キミと桜を両手に持つ
「花園さん!? だ、大丈夫!?」
「わたし、どうしても如月さんに聞きたいことが──…」
と言いながら今度は全体重をかけて寄りかかってきた。
お、重〜い! これ、一体どうすればいいの? 一旦彼女を連れて居酒屋に戻る……!?
「おねぇさん達、大丈夫?俺らが手伝ってあげようか?」
花園さんを支えながら狼狽えていると、近くにいた変な男達がニヤニヤしながら近寄って来た。彼らをキッと睨んで、
「結構です!!」
と叫ぶと、後ろからクツクツ笑う声が聞こえてきて急に寄りかかっていた花園さんの体重が軽くなった。

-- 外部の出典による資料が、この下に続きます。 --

PR #2388, opened 2020-12-08
Bugfix/lsp lens support check

nbfalcon:
- In `lsp--auto-configure`: add `lsp--lens-enable` instead of `lsp-lens-mode`, so that the latter won't be enabled for servers that don't support lenses. Unlike stated in the commit messages, this doesn't error. The errors were either fixed for some other reason or caused by a broken environment of mine.
- `lsp-lens-mode` can now be disabled, without the lenses reappearing shortly thereafter.


nbfalcon:
I'm making a new PR because my commit didn't make it in.

PR #2399, opened 2020-12-10
Make sure calls to message don't remove the prompt(in async context)

### LINKED ISSUE #2049: "LSP :: message" hides minibuffer prompt in the echo area

yyoncho:
- fixes #2049

----

#

### DIFF
--- a/lsp-mode.el
+++ b/lsp-mode.el
@@ -1205,17 +1205,32 @@ Deprecated. Use `lsp-repeatable-vector' instead. "
 
 (make-obsolete 'lsp-string-vector nil "lsp-mode 7.1")
 
+(defun lsp--message  (format &rest args)
+  "Wrapper for `message'
+
+We `inhibit-message' the message when the cursor is in the
+minibuffer and when emacs version is before emacs 27 due to the
+fact that we often use `lsp--info', `lsp--warn' and `lsp--error'
+in async context and the call to these function is removing the
+minibuffer prompt. The issue with async messages is already fixed
+in emacs 27.
+
+See #2049"
+  (let ((inhibit-message (and (minibufferp)
+                              (version< emacs-version "27.0"))))
+    (apply #'message format args)))
+
 (defun lsp--info (format &rest args)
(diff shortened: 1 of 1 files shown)


jcs090218 (approved):

lsp-mode.el
```diff
@@ -1205,17 +1205,32 @@ Deprecated. Use `lsp-repeatable-vector' instead. "
...
+
+We `inhibit-message' the message when the cursor is in the
+minibuffer and when emacs version is before emacs 27 due to the
+fact that we often use `lsp--info', `lsp--warn' and `lsp--error'
+in async context and the call to these function is removing the
+minibuffer prompt. The issue with async messages is already fixed
+in emacs 27.
+
+See #2049"
+  (let ((inhibit-message (and (eq major-mode 'minibuffer-inactive-mode)
```
kiennq, line 1219: Why don't we use `(minibufferp)`?

kiennq (approved):

PR #2400, opened 2020-12-11
Add lsp-gunzip function to decompress gzipped files

bubba:
Also add the `:decompress` argument to lsp-download-install so that dependencies can decompress themselves.
My main use case is to be able to download binaries for `lsp-haskell.el`, which has the binaries compressed with gzip. This way we can use dependencies like:

```elisp
(lsp-dependency
 'haskell-language-server-wrapper
 '(:system "haskell-language-server-wrapper")
 `(:download :url ,(concat lsp-haskell-language-server-github-releases-url
			  (format "haskell-language-server-wrapper-%s.gz"
				  (lsp-haskell--github-system-type-suffix)))
	     :store-path ,(f-join lsp-server-install-dir "haskell" "haskell-language-server-wrapper")
	     :decompress :gzip
	     :set-executable? t))
```

So far I haven't add a script for windows Powershell yet, as I don't have a windows machine to test this on.

### DIFF
--- a/lsp-mode.el
+++ b/lsp-mode.el
@@ -7201,7 +7201,7 @@ nil."
            (:gzip (concat store-path ".gz"))
            (:zip (concat store-path ".zip"))
            (`nil store-path)
-            (_ (error ":decompress must be `:gzip', `:zip' or `nil'")))))
+           (_ (error ":decompress must be `:gzip', `:zip' or `nil'")))))
     (make-thread
      (lambda ()
        (condition-case err
--- a/lsp-mode.el
+++ b/lsp-mode.el
@@ -7201,7 +7201,7 @@ nil."
            (:gzip (concat store-path ".gz"))
            (:zip (concat store-path ".zip"))
            (`nil store-path)
-           (_ (error ":decompress must be `gzip', `zip' or `nil'")))))
+            (_ (error ":decompress must be `:gzip', `:zip' or `nil'")))))
     (make-thread
      (lambda ()
        (condition-case err
--- a/lsp-mode.el
+++ b/lsp-mode.el
@@ -7198,8 +7198,8 @@ nil."
          ;; (decompress (lsp-resolve-value decompress))
          (download-path
           (pcase decompress
-           (`gzip (concat store-path ".gz"))
-           (`zip (concat store-path ".zip"))
+           (:gzip (concat store-path ".gz"))
+           (:zip (concat store-path ".zip"))
            (`nil store-path)
            (_ (error ":decompress must be `gzip', `zip' or `nil'")))))
     (make-thread
@@ -7215,8 +7215,8 @@ nil."
              (when decompress
                (lsp--info "Decompressing %s..." download-path)
                (pcase decompress
-                 (`gzip (lsp-gunzip download-path))
-                 (`zip (lsp-unzip download-path store-path)))
+                 (:gzip (lsp-gunzip download-path))
+                 (:zip (lsp-unzip download-path store-path)))
                (lsp--info "Decompressed %s..." store-path))
              (funcall callback))
          (error (funcall error-callback err)))))))
--- a/lsp-mode.el
+++ b/lsp-mode.el
@@ -7192,19 +7192,32 @@ nil."
 
 
 ;; Download URL handling
-(cl-defun lsp-download-install (callback error-callback &key url store-path &allow-other-keys)
-  (let ((url (lsp-resolve-value url))
-        (store-path (lsp-resolve-value store-path)))
+(cl-defun lsp-download-install (callback error-callback &key url store-path decompress &allow-other-keys)
+  (let* ((url (lsp-resolve-value url))
+         (store-path (lsp-resolve-value store-path))
+         ;; (decompress (lsp-resolve-value decompress))
+         (download-path
+          (pcase decompress
+           (`gzip (concat store-path ".gz"))
+           (`zip (concat store-path ".zip"))
+           (`nil store-path)
+           (_ (error ":decompress must be `gzip', `zip' or `nil'")))))
     (make-thread
      (lambda ()
        (condition-case err
            (progn
-             (when (f-exists? store-path)
-               (f-delete store-path))
-             (lsp--info "Starting to download %s to %s..." url store-path)
-             (mkdir (f-parent store-path) t)
-             (url-copy-file url store-path)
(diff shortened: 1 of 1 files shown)


lsp-mode.el
```diff
@@ -7192,19 +7192,32 @@ nil."
 
 
 ;; Download URL handling
-(cl-defun lsp-download-install (callback error-callback &key url store-path &allow-other-keys)
-  (let ((url (lsp-resolve-value url))
-        (store-path (lsp-resolve-value store-path)))
+(cl-defun lsp-download-install (callback error-callback &key url store-path gzip? zip? &allow-other-keys)
```
nbfalcon, line 7195: ZIP? and GZIP? are exclusive, no? In that case it might be better to have a `container?` parameter, which could be one of a few keywords like `:gzip`, `:zip`.

lsp-mode.el
```diff
@@ -7192,19 +7192,32 @@ nil."
...
+  (let* ((url (lsp-resolve-value url))
+         (gzip? (lsp-resolve-value gzip?))
+         (store-path (lsp-resolve-value store-path))
+         (download-path
+          (cond
```
nbfalcon, line 7200: If you use a `:container?` field isntead, you can use `pcase` here.

lsp-mode.el
```diff
@@ -7192,19 +7192,32 @@ nil."
 
 
 ;; Download URL handling
-(cl-defun lsp-download-install (callback error-callback &key url store-path &allow-other-keys)
-  (let ((url (lsp-resolve-value url))
-        (store-path (lsp-resolve-value store-path)))
+(cl-defun lsp-download-install (callback error-callback &key url store-path decompress &allow-other-keys)
```
nbfalcon, line 7195: It is Elisp convention to use keywords if you have a fixed set of options. I.e. `:gzip`, `:zip`. Can you do this change without force-pushing?

lsp-mode.el
```diff
@@ -7192,19 +7192,32 @@ nil."
...
+             (when (f-exists? download-path)
+               (f-delete download-path))
+             (lsp--info "Starting to download %s to %s..." url download-path)
+             (mkdir (f-parent download-path) t)
+             (url-copy-file url download-path)
+             (lsp--info "Finished downloading %s..." download-path)
+             (when decompress
+               (lsp--info "Decompressing %s..." download-path)
+               (pcase decompress
+                 (`gzip (lsp-gunzip download-path))
```
nbfalcon, line 7218: This can be done asynchronously. `lsp-gunzip-async` could get CALLBACK and ERROR-CALLBACK as parameters, and call `lsp-start-process-async` instead. An async version of `lsp-unzip` should be added as well.

nbfalcon (changes requested):

nbfalcon:
Otherwise, LGTM. Perhaps @yyoncho might have some more comments.

Thank you for contributing!

lsp-mode.el
yyoncho: @bubba you may go without this

yyoncho:
> So far I haven't add a script for windows Powershell yet, as I don't have a windows machine to test this on.

@kiennq - can you help with this?

lsp-mode.el
nbfalcon: I can do that one afterwards.

lsp-mode.el
bubba: TIL about keyword symbols. Pushed the commit there, hope I'm understanding this correctly

lsp-mode.el
```diff
@@ -7198,8 +7198,8 @@ nil."
          ;; (decompress (lsp-resolve-value decompress))
          (download-path
           (pcase decompress
-           (`gzip (concat store-path ".gz"))
-           (`zip (concat store-path ".zip"))
+           (:gzip (concat store-path ".gz"))
+           (:zip (concat store-path ".zip"))
            (`nil store-path)
            (_ (error ":decompress must be `gzip', `zip' or `nil'")))))
```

「申し訳ありません。花園がご迷惑をおかけしてしまって」
「神楽坂さん……」
彼は私とは反対側の彼女の腕を掴むと酔っ払って半分寝ている彼女を支えた。
「……困りましたね。彼女がどこに住んでいるのか知らないし、かと言ってこんな状態の彼女を男である俺の家に連れて帰るわけにもいかないし……。如月さんの家はここから近いですか?」
「……いえ、そんなに近くはないんです」
もし近かったとしても流石に彼女を私と藤堂さんの家に連れて帰る選択肢はない。
「そうですか……」
彼はしばし考えた後、
「ではこの近くに確かビジネスホテルがあるので、とりあえずそこで休ませましょう。でも流石に俺一人だと後で問題になるとまずいので如月さんも一緒に来ていただけないでしょうか?」
いくら会社の上司とはいえ、男である彼が酔っている部下の女性をホテルに連れ込めばどう見られるかぐらい想像できる。
「もちろんです」
「本当に助かります。ありがとうございます」
彼は申し訳なさそうにすると、「じゃ、行きましょう」と言って花園さんを支えながら歩き出した。